From this, the present inventors use a polypropylene block copolymer in combination with a high crystalline polypropylene block copolymer, and when a specific filler and additive are included, the collision safety performance is excellent, and the buckling and fracture shape of the metal during collision are excellent. It was confirmed that a thermoplastic resin composition implemented in the same form as the material can be implemented.

Claims (16)

30 to 47% polypropylene block copolymer with a crystallinity of 30 to 47%, 10 to 40% by weight of a polypropylene block copolymer with a crystallinity of 48 to 60%, 10 to 40% by weight of a polyolefin elastomer, 1 to 15% by weight of a filler, and A thermoplastic resin composition comprising 0.1 to 5% by weight of a polypropylene-acrylic compound graft copolymer. According to claim 1,
The crystallinity of 30 to 47% polypropylene block copolymer and the polypropylene block copolymer having a crystallinity of 48 to 60% is a thermoplastic resin composition, characterized in that each is an ethylene-propylene block copolymer. According to claim 2,
The crystallinity of 30 to 47% polypropylene block copolymer is a thermoplastic resin composition, characterized in that the ethylene content is 1 to 30% by weight. According to claim 2,
The polypropylene block copolymer having a crystallinity of 48 to 60% is a thermoplastic resin composition, characterized in that the ethylene content is 1 to 25% by weight. According to claim 1,
The polyolefin elastomer is a thermoplastic resin composition, characterized in that it is a copolymer of ethylene and α-olefin. According to claim 1,
The filler is a thermoplastic filler composition, characterized in that the mineral filler (mineral filler). The method of claim 6,
The mineral filler is a thermoplastic resin composition, characterized in that at least one selected from the group consisting of calcium carbonate, talc, mica and silica. According to claim 1,
The thermoplastic resin composition further comprises a nucleating agent. The method of claim 8,
The nucleating agent is a thermoplastic resin composition, characterized in that at least one selected from the group consisting of calcium hydroxide and wollastonite. According to claim 1,
The thermoplastic resin composition is a thermoplastic resin composition, characterized in that it has a beta-crystal (β-modification) form.
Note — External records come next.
PR #5242, opened 2024-05-15
Umbra armor rename

Hanmac:
Upcoming rename for `Totem armor` into `Umbra armor`

should we take that change to look into AI logic for this?


Agetian:
Hmm, I don't immediately see any direct references to Totem Armor in any of the AI code... The only place where it appears to be mentioned is at EffectAi:355, but the code there doesn't reference it directly either. Do you have an idea where it might be relevant to adapt the AI code? :/

Hanmac:
> Hmm, I don't immediately see any direct references to Totem Armor in any of the AI code... The only place where it appears to be mentioned is at EffectAi:355, but the code there doesn't reference it directly either. Do you have an idea where it might be relevant to adapt the AI code? :/

My plan was for "Choose Replacement Effect" when choosing which Effect to replace the Destruction Effect
In case there are multiple ones with Totem/Umbra Armor and/or Regeneration 

But I don't know yet what's the best way would be

Hanmac:
@Agetian i added basic logic for Destory RE
checking for Shield Counter, Regeneration and Umbra Armor

Agetian (approved):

According to claim 1,
The thermoplastic resin composition is a thermoplastic resin composition, characterized in that the shape of the fracture due to collision is ductile (ductile) fracture. According to claim 1,
The thermoplastic resin composition is a thermoplastic resin composition, characterized in that the surface impact energy of -30 ℃ 23 J or more. A molded article comprising the thermoplastic resin composition according to any one of claims 1 to 12. The method of claim 13,
The molded article is a molded article comprising a continuous fiber composite (Continuous fiber thermoplastic). The method of claim 14,
The molded article is a molded article, characterized in that the thermoplastic resin composition and the insert injection molding of the continuous fiber composite material. The method of claim 13,
The molded article is a molded article characterized in that the molded article for a vehicle back beam (back beam).